[Data extracted from a collection]
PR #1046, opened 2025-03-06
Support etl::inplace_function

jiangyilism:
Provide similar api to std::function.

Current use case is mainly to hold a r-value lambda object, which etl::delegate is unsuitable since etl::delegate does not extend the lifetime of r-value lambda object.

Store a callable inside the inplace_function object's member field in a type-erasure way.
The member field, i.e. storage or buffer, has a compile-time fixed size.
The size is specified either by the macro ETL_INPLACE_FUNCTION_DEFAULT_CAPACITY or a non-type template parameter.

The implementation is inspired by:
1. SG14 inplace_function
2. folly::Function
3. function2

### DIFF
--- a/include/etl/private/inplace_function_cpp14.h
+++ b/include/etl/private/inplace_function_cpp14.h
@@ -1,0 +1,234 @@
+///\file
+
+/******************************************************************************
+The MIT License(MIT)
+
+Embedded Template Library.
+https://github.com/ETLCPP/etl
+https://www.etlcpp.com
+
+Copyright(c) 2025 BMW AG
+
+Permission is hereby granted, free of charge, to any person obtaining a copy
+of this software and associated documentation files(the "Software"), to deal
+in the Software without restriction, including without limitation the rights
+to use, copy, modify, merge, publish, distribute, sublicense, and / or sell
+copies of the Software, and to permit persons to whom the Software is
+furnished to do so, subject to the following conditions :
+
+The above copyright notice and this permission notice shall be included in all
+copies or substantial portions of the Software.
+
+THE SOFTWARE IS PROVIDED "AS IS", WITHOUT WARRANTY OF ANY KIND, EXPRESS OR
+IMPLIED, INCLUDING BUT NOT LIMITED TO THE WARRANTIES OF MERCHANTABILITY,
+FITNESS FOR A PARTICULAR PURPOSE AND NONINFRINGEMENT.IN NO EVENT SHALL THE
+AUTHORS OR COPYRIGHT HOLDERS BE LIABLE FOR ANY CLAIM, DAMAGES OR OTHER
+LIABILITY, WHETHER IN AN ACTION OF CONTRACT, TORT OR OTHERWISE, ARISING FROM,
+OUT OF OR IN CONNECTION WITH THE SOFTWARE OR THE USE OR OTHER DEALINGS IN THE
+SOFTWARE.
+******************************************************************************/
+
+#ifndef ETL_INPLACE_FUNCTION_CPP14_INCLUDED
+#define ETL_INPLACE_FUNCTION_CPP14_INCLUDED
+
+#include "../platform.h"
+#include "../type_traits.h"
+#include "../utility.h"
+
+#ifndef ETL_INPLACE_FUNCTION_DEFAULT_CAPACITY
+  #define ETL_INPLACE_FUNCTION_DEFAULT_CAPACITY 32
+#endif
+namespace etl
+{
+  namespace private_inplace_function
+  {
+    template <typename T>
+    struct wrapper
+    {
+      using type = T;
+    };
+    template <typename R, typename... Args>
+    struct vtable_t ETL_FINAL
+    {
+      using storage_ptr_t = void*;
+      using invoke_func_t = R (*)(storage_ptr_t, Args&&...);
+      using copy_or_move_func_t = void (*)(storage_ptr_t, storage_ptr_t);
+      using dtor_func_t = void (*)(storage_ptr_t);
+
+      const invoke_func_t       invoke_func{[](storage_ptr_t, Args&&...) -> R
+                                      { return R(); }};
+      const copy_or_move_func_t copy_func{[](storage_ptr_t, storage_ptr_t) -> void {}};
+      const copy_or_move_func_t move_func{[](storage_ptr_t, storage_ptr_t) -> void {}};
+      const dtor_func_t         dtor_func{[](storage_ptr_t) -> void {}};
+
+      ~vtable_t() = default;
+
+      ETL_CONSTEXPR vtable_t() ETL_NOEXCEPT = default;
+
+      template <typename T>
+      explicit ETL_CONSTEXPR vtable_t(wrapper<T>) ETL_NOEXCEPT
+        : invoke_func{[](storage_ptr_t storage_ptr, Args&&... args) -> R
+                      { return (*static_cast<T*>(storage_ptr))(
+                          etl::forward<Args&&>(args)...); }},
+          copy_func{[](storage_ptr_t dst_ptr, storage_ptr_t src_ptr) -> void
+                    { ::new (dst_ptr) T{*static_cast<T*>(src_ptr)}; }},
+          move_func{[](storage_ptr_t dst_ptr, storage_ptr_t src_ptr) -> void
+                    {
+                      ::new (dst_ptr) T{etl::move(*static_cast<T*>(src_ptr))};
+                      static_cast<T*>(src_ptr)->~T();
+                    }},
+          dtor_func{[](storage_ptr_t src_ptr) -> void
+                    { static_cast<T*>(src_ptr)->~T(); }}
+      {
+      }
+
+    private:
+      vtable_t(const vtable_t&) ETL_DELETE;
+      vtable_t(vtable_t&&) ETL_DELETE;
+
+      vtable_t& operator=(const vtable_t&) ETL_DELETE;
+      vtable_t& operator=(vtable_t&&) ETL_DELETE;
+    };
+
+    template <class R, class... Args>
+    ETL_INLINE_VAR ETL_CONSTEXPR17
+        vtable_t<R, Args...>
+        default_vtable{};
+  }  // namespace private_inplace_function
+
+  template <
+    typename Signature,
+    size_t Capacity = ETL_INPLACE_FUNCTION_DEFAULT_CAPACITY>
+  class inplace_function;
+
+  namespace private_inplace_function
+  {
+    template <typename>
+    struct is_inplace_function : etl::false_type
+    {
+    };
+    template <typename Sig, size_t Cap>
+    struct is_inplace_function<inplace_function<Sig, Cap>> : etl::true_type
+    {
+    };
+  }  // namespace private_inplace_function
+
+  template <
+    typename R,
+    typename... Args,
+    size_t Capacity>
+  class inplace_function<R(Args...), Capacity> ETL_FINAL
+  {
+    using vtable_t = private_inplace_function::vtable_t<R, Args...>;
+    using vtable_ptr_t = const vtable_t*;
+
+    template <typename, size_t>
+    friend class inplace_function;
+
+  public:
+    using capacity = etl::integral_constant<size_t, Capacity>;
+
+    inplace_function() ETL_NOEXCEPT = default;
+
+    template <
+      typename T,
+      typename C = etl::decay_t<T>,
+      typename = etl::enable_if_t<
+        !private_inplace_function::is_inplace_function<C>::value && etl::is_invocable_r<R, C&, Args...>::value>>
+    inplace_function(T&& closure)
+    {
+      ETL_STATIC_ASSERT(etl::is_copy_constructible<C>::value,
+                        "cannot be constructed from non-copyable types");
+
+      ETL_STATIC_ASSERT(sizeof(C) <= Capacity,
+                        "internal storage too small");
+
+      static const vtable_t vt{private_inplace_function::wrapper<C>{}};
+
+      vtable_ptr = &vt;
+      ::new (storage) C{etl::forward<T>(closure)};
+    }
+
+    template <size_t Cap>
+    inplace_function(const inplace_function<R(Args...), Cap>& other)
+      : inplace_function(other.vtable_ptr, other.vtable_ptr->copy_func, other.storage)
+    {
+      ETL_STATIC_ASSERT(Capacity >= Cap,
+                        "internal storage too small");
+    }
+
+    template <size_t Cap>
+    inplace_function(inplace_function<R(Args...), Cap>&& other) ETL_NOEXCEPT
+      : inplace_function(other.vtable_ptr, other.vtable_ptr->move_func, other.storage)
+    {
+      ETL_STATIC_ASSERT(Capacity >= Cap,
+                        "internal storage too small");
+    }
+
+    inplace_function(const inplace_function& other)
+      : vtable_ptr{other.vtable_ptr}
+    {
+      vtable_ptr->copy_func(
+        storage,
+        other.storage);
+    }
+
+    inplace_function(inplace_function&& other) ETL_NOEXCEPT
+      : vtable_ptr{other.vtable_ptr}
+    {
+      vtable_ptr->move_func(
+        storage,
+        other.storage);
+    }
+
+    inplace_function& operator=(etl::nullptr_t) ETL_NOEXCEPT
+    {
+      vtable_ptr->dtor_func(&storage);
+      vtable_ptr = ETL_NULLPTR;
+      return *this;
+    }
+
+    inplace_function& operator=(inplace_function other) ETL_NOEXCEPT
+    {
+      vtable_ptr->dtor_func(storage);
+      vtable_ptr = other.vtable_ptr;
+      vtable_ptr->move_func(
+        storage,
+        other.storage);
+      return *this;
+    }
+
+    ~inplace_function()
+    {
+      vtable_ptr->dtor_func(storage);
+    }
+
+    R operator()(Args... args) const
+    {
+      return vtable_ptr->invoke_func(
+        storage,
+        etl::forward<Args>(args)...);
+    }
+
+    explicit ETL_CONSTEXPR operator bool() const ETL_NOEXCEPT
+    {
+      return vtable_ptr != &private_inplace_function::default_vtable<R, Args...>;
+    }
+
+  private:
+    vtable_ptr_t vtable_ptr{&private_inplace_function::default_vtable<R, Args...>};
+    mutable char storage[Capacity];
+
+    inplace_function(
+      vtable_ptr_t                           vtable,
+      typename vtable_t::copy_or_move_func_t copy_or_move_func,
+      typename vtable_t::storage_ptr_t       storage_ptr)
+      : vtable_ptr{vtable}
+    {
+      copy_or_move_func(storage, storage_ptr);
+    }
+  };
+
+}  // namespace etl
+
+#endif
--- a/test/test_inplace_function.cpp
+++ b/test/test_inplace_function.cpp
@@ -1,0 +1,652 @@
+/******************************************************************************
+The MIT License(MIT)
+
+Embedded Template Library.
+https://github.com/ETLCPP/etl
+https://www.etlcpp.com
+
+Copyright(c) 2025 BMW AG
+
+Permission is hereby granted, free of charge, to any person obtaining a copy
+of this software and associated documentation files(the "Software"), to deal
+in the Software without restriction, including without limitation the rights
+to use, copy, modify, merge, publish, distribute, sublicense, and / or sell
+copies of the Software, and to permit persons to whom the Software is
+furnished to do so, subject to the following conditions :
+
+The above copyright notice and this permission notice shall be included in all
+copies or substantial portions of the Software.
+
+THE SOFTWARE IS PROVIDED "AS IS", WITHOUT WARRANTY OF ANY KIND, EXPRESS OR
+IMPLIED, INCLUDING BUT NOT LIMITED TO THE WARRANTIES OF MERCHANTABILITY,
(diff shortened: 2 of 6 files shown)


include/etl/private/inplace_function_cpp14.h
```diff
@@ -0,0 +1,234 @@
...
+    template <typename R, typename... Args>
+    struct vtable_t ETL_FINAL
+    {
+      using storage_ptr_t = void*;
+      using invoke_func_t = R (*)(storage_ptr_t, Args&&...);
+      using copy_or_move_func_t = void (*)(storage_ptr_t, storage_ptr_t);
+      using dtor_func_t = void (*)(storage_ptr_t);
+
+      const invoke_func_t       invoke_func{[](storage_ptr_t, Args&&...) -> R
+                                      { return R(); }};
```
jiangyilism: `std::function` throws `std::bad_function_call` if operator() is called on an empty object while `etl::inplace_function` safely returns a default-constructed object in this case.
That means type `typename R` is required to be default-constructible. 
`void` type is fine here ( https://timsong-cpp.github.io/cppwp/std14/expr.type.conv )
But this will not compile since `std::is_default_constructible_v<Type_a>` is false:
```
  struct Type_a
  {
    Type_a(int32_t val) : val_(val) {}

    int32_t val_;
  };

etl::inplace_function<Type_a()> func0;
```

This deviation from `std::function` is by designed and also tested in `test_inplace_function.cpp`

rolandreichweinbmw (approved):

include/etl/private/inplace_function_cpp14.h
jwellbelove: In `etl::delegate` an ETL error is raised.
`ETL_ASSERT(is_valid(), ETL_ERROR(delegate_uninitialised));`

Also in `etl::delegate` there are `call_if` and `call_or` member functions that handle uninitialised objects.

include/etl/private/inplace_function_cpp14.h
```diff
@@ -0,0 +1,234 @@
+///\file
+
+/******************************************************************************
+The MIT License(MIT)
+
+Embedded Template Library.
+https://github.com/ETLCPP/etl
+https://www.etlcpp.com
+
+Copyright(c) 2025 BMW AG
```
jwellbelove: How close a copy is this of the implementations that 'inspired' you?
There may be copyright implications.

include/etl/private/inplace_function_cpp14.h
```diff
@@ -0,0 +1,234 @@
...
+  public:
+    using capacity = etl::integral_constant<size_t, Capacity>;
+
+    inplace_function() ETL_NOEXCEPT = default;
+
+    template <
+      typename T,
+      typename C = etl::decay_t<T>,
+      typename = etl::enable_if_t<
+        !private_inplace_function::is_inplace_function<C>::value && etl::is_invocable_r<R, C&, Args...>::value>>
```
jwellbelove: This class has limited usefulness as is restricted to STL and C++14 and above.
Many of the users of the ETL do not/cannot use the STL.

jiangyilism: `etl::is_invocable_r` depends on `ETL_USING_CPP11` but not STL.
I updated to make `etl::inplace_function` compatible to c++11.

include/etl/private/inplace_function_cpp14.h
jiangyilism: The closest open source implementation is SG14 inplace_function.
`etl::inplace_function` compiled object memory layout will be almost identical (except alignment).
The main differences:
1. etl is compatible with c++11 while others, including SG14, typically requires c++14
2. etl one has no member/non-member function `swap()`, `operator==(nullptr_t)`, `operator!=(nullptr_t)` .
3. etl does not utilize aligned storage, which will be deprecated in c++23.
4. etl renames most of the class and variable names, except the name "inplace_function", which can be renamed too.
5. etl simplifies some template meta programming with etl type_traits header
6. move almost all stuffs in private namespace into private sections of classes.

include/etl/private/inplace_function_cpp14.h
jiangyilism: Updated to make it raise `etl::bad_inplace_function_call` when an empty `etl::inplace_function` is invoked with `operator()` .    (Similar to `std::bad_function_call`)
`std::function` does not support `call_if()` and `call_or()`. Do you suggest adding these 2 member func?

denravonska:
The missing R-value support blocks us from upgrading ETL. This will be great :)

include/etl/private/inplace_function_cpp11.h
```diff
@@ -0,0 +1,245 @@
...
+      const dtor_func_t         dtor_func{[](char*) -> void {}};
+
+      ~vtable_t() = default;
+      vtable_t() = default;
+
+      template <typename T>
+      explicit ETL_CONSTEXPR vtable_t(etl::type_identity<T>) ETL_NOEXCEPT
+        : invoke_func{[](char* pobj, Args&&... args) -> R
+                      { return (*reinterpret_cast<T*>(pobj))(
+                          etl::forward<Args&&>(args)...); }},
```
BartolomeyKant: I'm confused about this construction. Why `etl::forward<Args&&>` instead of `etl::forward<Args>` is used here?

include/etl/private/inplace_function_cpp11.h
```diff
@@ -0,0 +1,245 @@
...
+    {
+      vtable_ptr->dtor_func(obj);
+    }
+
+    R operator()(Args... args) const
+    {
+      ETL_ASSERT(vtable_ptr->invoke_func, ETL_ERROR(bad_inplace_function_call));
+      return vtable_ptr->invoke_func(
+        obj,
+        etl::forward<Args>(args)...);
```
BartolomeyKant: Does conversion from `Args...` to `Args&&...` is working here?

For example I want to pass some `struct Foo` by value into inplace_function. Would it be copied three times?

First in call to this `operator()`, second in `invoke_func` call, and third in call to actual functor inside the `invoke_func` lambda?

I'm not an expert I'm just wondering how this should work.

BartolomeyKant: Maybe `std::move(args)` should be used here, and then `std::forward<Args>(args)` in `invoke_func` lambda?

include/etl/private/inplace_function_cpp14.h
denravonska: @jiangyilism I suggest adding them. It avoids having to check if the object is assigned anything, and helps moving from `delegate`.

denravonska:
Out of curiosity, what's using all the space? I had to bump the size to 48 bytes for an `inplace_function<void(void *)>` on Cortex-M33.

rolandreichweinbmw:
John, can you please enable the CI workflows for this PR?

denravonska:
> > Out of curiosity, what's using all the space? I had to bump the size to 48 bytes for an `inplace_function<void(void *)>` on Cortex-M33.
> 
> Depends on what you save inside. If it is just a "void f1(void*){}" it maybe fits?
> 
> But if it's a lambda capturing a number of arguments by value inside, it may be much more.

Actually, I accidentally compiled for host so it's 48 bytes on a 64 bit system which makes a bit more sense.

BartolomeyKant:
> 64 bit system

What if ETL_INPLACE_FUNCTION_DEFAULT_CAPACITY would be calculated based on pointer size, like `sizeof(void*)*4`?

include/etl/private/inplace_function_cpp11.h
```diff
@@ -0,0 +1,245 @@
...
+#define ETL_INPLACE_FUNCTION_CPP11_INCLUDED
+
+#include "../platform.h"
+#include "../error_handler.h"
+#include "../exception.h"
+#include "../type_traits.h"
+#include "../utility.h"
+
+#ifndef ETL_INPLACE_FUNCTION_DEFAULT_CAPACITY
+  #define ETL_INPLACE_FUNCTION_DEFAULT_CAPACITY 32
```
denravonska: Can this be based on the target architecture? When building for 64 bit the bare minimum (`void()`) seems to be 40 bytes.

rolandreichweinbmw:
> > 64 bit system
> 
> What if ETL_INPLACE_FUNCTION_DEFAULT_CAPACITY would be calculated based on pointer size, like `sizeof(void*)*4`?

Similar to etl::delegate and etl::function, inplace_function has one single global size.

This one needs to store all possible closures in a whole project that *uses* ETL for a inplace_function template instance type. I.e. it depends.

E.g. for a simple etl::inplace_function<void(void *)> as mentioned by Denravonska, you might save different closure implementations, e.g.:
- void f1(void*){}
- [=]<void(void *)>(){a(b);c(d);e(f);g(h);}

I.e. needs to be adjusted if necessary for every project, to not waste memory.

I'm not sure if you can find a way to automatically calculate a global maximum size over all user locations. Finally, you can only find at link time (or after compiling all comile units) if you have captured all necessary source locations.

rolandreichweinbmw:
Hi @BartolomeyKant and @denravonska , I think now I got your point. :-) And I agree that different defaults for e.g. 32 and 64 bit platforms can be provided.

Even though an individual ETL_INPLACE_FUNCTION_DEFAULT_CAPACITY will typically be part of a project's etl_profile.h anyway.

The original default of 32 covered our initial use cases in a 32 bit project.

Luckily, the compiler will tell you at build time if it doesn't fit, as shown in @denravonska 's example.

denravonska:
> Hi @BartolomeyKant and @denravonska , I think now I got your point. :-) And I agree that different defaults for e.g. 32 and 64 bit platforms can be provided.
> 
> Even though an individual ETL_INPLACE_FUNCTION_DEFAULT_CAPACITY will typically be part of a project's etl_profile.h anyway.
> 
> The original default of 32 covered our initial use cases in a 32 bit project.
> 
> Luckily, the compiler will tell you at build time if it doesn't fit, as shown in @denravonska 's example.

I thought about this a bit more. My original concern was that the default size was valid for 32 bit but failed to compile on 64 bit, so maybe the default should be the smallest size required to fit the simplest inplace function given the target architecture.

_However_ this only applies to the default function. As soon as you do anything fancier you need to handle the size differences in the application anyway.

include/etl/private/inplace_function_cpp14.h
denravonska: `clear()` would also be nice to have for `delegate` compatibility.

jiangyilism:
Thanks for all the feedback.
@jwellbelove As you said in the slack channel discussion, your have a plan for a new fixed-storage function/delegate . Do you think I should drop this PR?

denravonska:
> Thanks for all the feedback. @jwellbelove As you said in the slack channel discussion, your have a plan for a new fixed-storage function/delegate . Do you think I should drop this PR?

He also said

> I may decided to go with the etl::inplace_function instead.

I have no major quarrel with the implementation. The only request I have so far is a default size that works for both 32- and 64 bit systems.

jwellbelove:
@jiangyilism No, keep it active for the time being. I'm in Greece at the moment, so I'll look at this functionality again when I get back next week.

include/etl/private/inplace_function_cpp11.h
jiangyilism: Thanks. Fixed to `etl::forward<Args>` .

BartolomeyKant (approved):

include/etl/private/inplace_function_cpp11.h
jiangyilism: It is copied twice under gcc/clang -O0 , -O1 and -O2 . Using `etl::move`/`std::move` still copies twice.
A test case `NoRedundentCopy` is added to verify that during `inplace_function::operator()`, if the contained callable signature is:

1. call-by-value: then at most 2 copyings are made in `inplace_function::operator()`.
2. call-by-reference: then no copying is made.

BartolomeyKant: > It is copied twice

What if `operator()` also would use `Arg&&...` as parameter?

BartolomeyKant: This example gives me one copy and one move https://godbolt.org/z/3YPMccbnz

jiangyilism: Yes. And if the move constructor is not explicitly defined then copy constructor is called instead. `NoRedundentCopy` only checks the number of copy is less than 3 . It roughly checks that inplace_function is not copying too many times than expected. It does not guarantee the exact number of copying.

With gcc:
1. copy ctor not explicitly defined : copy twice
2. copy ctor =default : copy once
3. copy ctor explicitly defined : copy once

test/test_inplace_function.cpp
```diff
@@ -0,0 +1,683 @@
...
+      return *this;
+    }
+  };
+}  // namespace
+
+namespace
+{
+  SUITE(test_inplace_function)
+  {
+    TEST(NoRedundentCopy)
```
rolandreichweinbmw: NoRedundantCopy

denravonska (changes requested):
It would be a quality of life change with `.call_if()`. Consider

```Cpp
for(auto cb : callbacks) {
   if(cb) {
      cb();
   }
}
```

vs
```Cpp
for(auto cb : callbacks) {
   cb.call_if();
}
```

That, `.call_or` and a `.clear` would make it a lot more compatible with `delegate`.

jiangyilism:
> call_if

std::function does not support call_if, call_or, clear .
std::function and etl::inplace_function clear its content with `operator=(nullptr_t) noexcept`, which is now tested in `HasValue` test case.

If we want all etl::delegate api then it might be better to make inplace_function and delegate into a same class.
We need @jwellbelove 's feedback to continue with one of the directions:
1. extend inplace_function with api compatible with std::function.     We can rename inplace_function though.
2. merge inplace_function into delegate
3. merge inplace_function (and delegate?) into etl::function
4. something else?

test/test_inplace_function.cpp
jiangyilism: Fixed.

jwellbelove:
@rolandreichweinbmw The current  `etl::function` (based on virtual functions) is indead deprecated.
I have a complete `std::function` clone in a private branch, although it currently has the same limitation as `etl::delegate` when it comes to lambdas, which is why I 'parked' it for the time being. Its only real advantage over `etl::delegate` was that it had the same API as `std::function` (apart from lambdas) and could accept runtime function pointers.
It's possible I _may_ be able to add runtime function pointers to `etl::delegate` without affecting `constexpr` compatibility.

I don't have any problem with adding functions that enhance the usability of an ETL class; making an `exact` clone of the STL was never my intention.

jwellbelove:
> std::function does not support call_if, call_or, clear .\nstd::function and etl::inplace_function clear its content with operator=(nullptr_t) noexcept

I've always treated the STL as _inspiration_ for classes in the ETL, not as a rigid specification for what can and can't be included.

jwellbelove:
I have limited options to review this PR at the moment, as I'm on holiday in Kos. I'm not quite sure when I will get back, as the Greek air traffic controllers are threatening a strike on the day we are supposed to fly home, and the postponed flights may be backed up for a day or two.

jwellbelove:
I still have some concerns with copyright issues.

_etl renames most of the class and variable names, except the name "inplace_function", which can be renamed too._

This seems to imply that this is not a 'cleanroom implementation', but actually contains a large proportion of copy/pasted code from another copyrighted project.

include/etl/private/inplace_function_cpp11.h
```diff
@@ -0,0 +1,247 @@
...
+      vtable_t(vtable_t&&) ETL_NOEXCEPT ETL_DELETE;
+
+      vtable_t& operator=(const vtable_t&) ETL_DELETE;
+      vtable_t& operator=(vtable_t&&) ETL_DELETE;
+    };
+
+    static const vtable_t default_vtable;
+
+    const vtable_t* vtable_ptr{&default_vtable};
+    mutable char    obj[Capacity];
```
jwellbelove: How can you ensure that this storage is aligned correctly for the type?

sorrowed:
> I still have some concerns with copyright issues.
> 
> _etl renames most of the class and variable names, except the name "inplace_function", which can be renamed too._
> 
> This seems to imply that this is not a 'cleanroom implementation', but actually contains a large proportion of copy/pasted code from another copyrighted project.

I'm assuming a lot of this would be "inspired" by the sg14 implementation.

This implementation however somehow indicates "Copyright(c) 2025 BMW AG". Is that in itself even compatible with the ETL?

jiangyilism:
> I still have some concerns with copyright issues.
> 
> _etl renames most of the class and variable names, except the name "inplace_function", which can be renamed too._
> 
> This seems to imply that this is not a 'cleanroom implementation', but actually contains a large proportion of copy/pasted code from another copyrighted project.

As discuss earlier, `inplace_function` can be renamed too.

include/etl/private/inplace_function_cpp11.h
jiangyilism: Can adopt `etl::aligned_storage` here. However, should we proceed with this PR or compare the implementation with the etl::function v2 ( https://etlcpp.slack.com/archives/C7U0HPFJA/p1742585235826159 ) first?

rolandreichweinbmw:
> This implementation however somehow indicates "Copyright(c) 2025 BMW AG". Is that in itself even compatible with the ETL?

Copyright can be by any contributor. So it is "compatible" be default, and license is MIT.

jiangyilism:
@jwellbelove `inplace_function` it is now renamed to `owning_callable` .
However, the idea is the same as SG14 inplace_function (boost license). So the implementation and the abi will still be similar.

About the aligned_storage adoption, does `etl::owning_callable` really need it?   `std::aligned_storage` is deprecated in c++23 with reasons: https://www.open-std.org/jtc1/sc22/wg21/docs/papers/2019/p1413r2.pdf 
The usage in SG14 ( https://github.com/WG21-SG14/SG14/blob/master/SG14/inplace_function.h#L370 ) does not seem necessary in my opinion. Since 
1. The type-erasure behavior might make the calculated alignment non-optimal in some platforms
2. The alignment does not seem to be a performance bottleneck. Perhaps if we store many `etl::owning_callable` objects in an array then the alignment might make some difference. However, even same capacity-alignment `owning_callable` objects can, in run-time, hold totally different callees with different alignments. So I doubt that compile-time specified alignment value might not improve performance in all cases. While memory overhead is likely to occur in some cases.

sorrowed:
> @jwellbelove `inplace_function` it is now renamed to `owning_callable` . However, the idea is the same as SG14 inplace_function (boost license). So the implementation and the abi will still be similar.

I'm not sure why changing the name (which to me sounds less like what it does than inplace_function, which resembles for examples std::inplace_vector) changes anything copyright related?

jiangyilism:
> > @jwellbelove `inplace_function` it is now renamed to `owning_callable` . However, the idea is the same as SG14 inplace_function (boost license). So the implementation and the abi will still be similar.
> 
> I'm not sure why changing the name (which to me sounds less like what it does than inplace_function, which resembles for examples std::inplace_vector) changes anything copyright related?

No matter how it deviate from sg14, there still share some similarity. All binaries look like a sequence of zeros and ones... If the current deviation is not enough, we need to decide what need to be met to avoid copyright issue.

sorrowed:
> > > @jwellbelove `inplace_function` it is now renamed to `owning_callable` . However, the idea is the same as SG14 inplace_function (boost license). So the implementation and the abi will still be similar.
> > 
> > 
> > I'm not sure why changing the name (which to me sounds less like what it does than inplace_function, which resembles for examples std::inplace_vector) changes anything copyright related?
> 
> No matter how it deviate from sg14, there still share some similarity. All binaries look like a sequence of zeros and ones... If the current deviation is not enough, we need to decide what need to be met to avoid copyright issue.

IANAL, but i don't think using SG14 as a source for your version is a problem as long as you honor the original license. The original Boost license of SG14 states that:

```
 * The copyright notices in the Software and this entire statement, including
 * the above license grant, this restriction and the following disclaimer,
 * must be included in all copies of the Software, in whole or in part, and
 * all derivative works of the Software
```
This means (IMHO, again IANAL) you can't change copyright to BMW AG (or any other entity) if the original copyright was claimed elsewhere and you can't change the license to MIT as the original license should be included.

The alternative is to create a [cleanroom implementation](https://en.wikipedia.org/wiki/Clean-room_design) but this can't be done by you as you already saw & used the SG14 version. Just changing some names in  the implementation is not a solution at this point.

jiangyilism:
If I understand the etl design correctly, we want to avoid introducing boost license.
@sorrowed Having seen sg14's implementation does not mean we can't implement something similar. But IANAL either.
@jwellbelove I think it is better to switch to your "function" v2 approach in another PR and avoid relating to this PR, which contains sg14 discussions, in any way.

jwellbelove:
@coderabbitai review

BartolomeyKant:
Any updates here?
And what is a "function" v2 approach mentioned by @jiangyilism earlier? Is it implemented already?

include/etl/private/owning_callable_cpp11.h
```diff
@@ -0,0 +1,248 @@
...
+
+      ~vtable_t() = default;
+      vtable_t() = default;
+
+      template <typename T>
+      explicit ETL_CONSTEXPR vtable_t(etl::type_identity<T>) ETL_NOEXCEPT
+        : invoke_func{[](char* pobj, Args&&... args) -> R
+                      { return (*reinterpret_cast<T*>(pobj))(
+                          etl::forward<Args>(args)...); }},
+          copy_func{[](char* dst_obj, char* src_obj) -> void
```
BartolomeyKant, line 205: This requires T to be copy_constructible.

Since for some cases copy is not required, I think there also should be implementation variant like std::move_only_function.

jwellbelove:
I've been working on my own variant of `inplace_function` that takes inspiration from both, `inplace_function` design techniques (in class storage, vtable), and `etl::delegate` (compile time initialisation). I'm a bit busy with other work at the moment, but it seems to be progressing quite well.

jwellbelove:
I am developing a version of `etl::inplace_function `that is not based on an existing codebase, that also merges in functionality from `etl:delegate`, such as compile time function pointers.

◆ **Aim of the exercise**
Write out every line from the entries where "works" appears.

◆ **Result for this task**
I have no major quarrel with the implementation. The only request I have so far is a default size that works for both 32- and 64 bit systems.
 * all derivative works of the Software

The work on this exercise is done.